Dr Kitahara: The freezing can life the cell so it makes it easy to decellularize with the pathogen.
Dr Shchatsinka: Did you use DNases and RNases to remove genetic material from the heart?
Dr Kitahara: I'm sorry?
Dr Shchatsinka: Decellularization techniques often involve using of DNase and RNase, enzymes to digest nucleotides in the tissue; did you use it?
Dr Kitahara: No, never. I use only the detergent, the sodium dodecyl sulphate and the Triton X-100.
Dr Shchatsinka: So, the last question: Why did you explant the heart at the third day, why such a short period?
Dr Kitahara: Shortly after the implantation, there was thrombus formation in the coronary artery, so we think that we can't observe 7 or more days. We didn't think that we couldn't, so I'm sorry I can't answer exactly.

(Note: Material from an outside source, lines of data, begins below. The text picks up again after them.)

PR #541, opened 2023-12-04
virtio.h: add memory operation for virtio device

CV-Bowen:
Buffer management is different for different transport layer:

For MMIO transport layer, the buffer can direclty malloced from
the gust os heap beacase the hypervisor can access all the memmory own
by guest os.

For remoteproc transpor layer, the buffer should be malloced from
the share memory region to make sure the remote core can access this
buffer too.

So add memory ops in virtio device to make different transport/device can
implement their own share memory management.

### DIFF
--- a/lib/include/openamp/virtio.h
+++ b/lib/include/openamp/virtio.h
@@ -152,6 +152,7 @@ struct virtio_device_id {
 typedef void (*virtio_dev_reset_cb)(struct virtio_device *vdev);
 
 struct virtio_dispatch;
+struct virtio_memory_ops;
 
 /** @brief Device features. */
 struct virtio_feature_desc {
@@ -196,6 +197,9 @@ struct virtio_device {
 
 	/** Virtio dispatch table */
 	const struct virtio_dispatch *func;
+
+	/**< Virtio device memory operations */
+	const struct virtio_memory_ops *mmops;
 
 	/** Private data */
 	void *priv;
@@ -280,6 +284,14 @@ struct virtio_dispatch {
 
 	/** Notify the other side that a virtio vring as been updated. */
 	void (*notify)(struct virtqueue *vq);
+};
+
+struct virtio_memory_ops {
+	/** Allocate memory from the virtio device. */
+	void *(*alloc)(struct virtio_device *dev, size_t size, size_t align);
+
+	/** Free memory allocated from the virtio device. */
+	void (*free)(struct virtio_device *dev, void *buf);
 };
 
 /**
@@ -496,6 +508,54 @@ static inline int virtio_reset_device(struct virtio_device *vdev)
 		return -ENXIO;
 
 	vdev->func->reset_device(vdev);
+	return 0;
+}
+
+/**
+ * @brief Allocate buffer from the virtio device
+ *
+ * @param vdev	Pointer to virtio device structure.
+ * @param buf	Pointer to the allocated buffer (virtual address).
+ * @param size	Allocated buffer size.
+ * @param align	Allocated buffer alignment.
+ *
+ * @return 0 on success, otherwise error code.
+ */
+static inline int virtio_alloc_buf(struct virtio_device *vdev, void **buf,
+				   size_t size, size_t align)
+{
+	if (!vdev || !buf)
+		return -EINVAL;
+
+	if (!vdev->mmops || !vdev->mmops->alloc)
+		return -ENXIO;
+
+	*buf = vdev->mmops->alloc(vdev, size, align);
+	if (!*buf)
+		return -ENOMEM;
+
+	return 0;
+}
+
+/**
+ * @brief Free the buffer allocated by \ref virtio_alloc_buf from the virtio
+ * device.
+ *
+ * @param vdev	Pointer to virtio device structure.
+ * @param buf	Buffer need to be freed.
+ *
+ * @return 0 on success, otherwise error code.
+ */
+static inline int virtio_free_buf(struct virtio_device *vdev, void *buf)
+{
+	if (!vdev)
+		return -EINVAL;
+
+	if (!vdev->mmops || !vdev->mmops->free)
+		return -ENXIO;
+
+	vdev->mmops->free(vdev, buf);
+
 	return 0;
 }
 


lib/include/openamp/remoteproc_virtio.h
```diff
@@ -39,6 +39,11 @@ extern "C" {
 /* define vdev notification function user should implement */
 typedef int (*rpvdev_notify_func)(void *priv, uint32_t id);
 
+/* Define remoteproc virtio memory management function */
+struct remoteproc_virtio;
+typedef void *(*rpvdev_alloc_buf)(struct remoteproc_virtio *rpvdev, size_t size, size_t align);
```
xiaoxiang781216, line 44: should we replace `struct remoteproc_virtio *rpvdev` with `void *priv` like other callback?

CV-Bowen: Yes, I will update.

lib/include/openamp/virtio.h
```diff
@@ -277,6 +283,54 @@ struct virtio_dispatch {
...
+ * @param size		Alloc buffer size.
+ * @param align		Buffer alignment.
+ *
+ * @return Pointer to the return buffer. NULL indicates no enough buffer
+ *         or some errors happened.
+ */
+static inline void *virtio_alloc_buf(struct virtio_device *vdev,
+				     size_t size, size_t align)
+{
+	return vdev->func->alloc_buf(vdev, size, align);
```
uLipe, line 299: Check argumentts:

* vdev -> return -EINVAL if NULL;
* alloc_buf -> function may be not supported, check if it exists first and return -ENXIO if NULL

lib/include/openamp/virtio.h
```diff
@@ -277,6 +283,54 @@ struct virtio_dispatch {
...
+
+/**
+ * @brief Free a buffer alloced from transport layer.
+ *
+ * @param vdev		Pointer to virtio device structure.
+ * @param buf		Pointer to an allocated buffer from transport layer.
+ */
+static inline void virtio_free_buf(struct virtio_device *vdev, void *buf)
+{
+	vdev->func->free_buf(vdev, buf);
```
uLipe, line 331: Check argumentts:

* vdev -> return -EINVAL if NULL;
* free_buf -> function may be not supported, check if it exists first and return -ENXIO if NULL

lib/include/openamp/virtio.h
```diff
@@ -227,6 +227,12 @@ __deprecated void virtio_describe(struct virtio_device *dev, const char *msg,
  */
 
 struct virtio_dispatch {
+	/** Alloc buffer from transport layer heap */
+	void *(*alloc_buf)(struct virtio_device *vdev, size_t size, size_t align);
+
+	/** Free buffer to transport layer heap */
+	void (*free_buf)(struct virtio_device *vdev, void *buf);
+
```
arnopo, line 235: Seems to me that it is not the good place to add these functions
The memory allocation/free is independent from the virtio layer as addressed directly to the transport layer.
The `virtio_dispatch` is used for communication between the virtio layer and the transport layer
What about  a new structure similar to  `virtio_dispatch` ?  `virtio_mem_ops` or a better name...

lib/include/openamp/virtio.h
```diff
@@ -277,6 +283,54 @@ struct virtio_dispatch {
...
+ * @return Pointer to the return buffer. NULL indicates no enough buffer
+ *         or some errors happened.
+ */
+static inline void *virtio_zalloc_buf(struct virtio_device *vdev,
+				      size_t size, size_t align)
+{
+	void *ptr = virtio_alloc_buf(vdev, size, align);
+
+	if (ptr)
+		memset(ptr, 0, size);
```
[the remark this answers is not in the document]
CV-Bowen: Thanks, I will remove this function.

lib/remoteproc/remoteproc_virtio.c
```diff
@@ -16,6 +16,29 @@
...
+static void rproc_virtio_free_buf(struct virtio_device *vdev, void *buf)
+{
+	struct remoteproc_virtio *rpvdev;
+
+	rpvdev = metal_container_of(vdev, struct remoteproc_virtio, vdev);
+	if (!rpvdev->free_buf)
+		return;
+
+	rpvdev->free_buf(rpvdev, buf);
+}
```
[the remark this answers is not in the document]
CV-Bowen: Thanks for your suggestion, I'm a little confused, my motivation is that different platforms may have different memory management strategies for remoteproc transport layer, so I introduce function `rproc_virtio_set_mm_callback()` to let the platform set their own share memory allocate and free functions.

Do you mean we should add a memory operations to the virtio device and then we can make different virtio devices implement their own share memory management strategies?

lib/include/openamp/virtio.h
CV-Bowen: Seems better, I will try this, Thanks.

lib/include/openamp/virtio.h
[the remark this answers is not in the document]
CV-Bowen: Done

lib/include/openamp/virtio.h
CV-Bowen: Done, please review again @arnopo

arnopo:
Hi @CV-Bowen,

Your proposal seems reasonable.

For your information, in the meantime, there is a working group initiated by ARM around a new Virtio transport called [virtio-msg](https://www.youtube.com/watch?v=8VyWp2s1cag).

This group aims to propose a new Virtio transport that should support virtualization and AMP systems. One objective is also to address memory allocation challenges.

My current concern with your PR is that Integrating your work now would imply that we probably have two APIs to support or deprecate this one in the short/middle term.

We have to discuss with the OpenAMP team to determine the strategy we want.
I will come back to you with a decision.

CV-Bowen:
@arnopo Thank you for your reply and waiting for your decisions.

xiaoxiang781216 (approved):

arnopo:
> @arnopo Thank you for your reply and waiting for your decisions.

We discussed the PR in the OpenAMP meeting. The decision is to postpone this PR to the next release to give more time to verify that this approach will also fit the other virtio transports.
It is probably not convenient for you, but we prefer not to introduce a new API before ensuring that it is generic enough.

xiaoxiang781216:
> > @arnopo Thank you for your reply and waiting for your decisions.
> 
> We discussed the PR in the OpenAMP meeting. The decision is to postpone this PR to the next release to give more time to verify that this approach will also fit the other virtio transports. It is probably not convenient for you, but we prefer not to introduce a new API before ensuring that it is generic enough.

when will the next release out? it's always better to merge this patch immediately after the release branch? so the community could try this change as soon as possible.

arnopo:
> > > @arnopo Thank you for your reply and waiting for your decisions.
> > 
> > 
> > We discussed the PR in the OpenAMP meeting. The decision is to postpone this PR to the next release to give more time to verify that this approach will also fit the other virtio transports. It is probably not convenient for you, but we prefer not to introduce a new API before ensuring that it is generic enough.
> 
> when will the next release out? it's always better to merge this patch immediately after the release branch? so the community could try this change as soon as possible.

That seems reasonable  to me , need first reviews from @edmooring  and/or @tnmysh

lib/include/openamp/virtio.h
```diff
@@ -497,6 +509,38 @@ static inline int virtio_reset_device(struct virtio_device *vdev)
...
+ * @param size	Allocated buffer size.
+ * @param align	Allocated buffer alignment.
+ *
+ * @return The allocated buffer address.
+ */
+static inline void *virtio_alloc_buf(struct virtio_device *vdev,
+				     size_t size, size_t align)
+{
+	if (!vdev->mmops || !vdev->mmops->alloc)
+		return NULL;
```
tnmysh, line 525: The change mostly looks good.
Only concern is about return value. How to differentiate if op is not registered or buffer allocation actually failed?

Also is it fatal if buffer allocation is failed ?? Do we need assertion ?

CV-Bowen: Done

CV-Bowen:
@arnopo @tnmysh Could you take a look again? and could this patch be included in the 2024.10 Release Version.

lib/include/openamp/virtio.h
CV-Bowen: Add return value for `virtio_alloc/free_buff()`

lib/include/openamp/virtio.h
CV-Bowen: Done

lib/include/openamp/virtio.h
CV-Bowen: Done

lib/include/openamp/virtio.h
```diff
@@ -499,6 +511,49 @@ static inline int virtio_reset_device(struct virtio_device *vdev)
...
+static inline int virtio_alloc_buf(struct virtio_device *vdev, void **buf,
+				   size_t size, size_t align)
+{
+	if (!vdev || !buf)
+		return -EINVAL;
+
+	if (!vdev->mmops || !vdev->mmops->alloc)
+		return -ENXIO;
+
+	*buf = vdev->mmops->alloc(vdev, size, align);
```
tnmysh, line 533: If *buf == NULL, then this should return -ENOMEM.

CV-Bowen: Thanks, Done

xiaoxiang781216 (approved):

uLipe (approved):

tnmysh (approved):

lib/include/openamp/virtio.h
```diff
@@ -499,6 +511,51 @@ static inline int virtio_reset_device(struct virtio_device *vdev)
...
+static inline int virtio_free_buf(struct virtio_device *vdev, void *buf)
+{
+	if (!vdev)
+		return -EINVAL;
+
+	if (!vdev->mmops || !vdev->mmops->free)
+		return -ENXIO;
+
+	vdev->mmops->free(vdev, buf);
+	return 0;
```
arnopo, line 556: add a blank line before

lib/include/openamp/virtio.h
```diff
@@ -499,6 +511,51 @@ static inline int virtio_reset_device(struct virtio_device *vdev)
...
+	if (!vdev || !buf)
+		return -EINVAL;
+
+	if (!vdev->mmops || !vdev->mmops->alloc)
+		return -ENXIO;
+
+	*buf = vdev->mmops->alloc(vdev, size, align);
+	if (!*buf)
+		return -ENOMEM;
+	return 0;
```
arnopo, line 536: nit:  Add a blank line before

lib/include/openamp/virtio.h
```diff
@@ -499,6 +511,51 @@ static inline int virtio_reset_device(struct virtio_device *vdev)
 	return 0;
 }
 
+/**
+ * @brief Allocate buffer from the virtio device
+ *
+ * @param vdev	Pointer to virtio device structure.
+ * @param buf	Pointer to the allocated buffer.
```
arnopo, line 518: Today we are working at virtio device level with virtual address.  could be nice to indicate it in comment
`Pointer to the allocated buffer (virtual address)`

lib/include/openamp/virtio.h
```diff
@@ -499,6 +511,51 @@ static inline int virtio_reset_device(struct virtio_device *vdev)
...
+		return -ENXIO;
+
+	*buf = vdev->mmops->alloc(vdev, size, align);
+	if (!*buf)
+		return -ENOMEM;
+	return 0;
+}
+
+/**
+ * @brief Free buffer to the virtio device
```
arnopo, line 540: Perhaps it is obvious for us, but as there libmetal also provides metal_allocate_memoryI would add the information
 `Free the buffer allocated by \ref virtio_alloc_buf from the virtio device`

arnopo (commented):
LGTM, few minor comments

lib/include/openamp/virtio.h
CV-Bowen: Done

lib/include/openamp/virtio.h
CV-Bowen: Done

lib/include/openamp/virtio.h
CV-Bowen: Done

lib/include/openamp/virtio.h
CV-Bowen: Done

edmooring (approved):
Looks good to go.

arnopo:
I have updated the commit message to fix some typos.  commit  sha1 is now 4ace3543aea62d9356dec5f044111187a8691190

Dr D. Chambers (London, UK): Can I just ask you, when did your thrombus occur? Did it occur earlier than 3 days?
Dr Kitahara: Yes, earlier than 3 days.
Dr Chambers: So your heart was not perfused for many minutes?
Dr Kitahara: Almost 30 or 40 minutes later, after.
Dr Chambers: So very soon after you implanted the heart?
Dr Kitahara: Yes.
Dr H. Ankersmit (Vienna, Austria): So there was no possibility to see any regenerative effects that maybe cells were homing in the matrix? Because you have shown us histology data. There is a strong inflammation. Can you go back to the histology data? So where did you get this? So this is thrombus formation and this is the matrix here, that's the matrix without any cells populating; is that correct?
Dr Kitahara: Yes, that's correct.
Dr Ankersmit: So basically the heart was not perfused?
Dr Kitahara: The heart was not perfused, yes. No, no.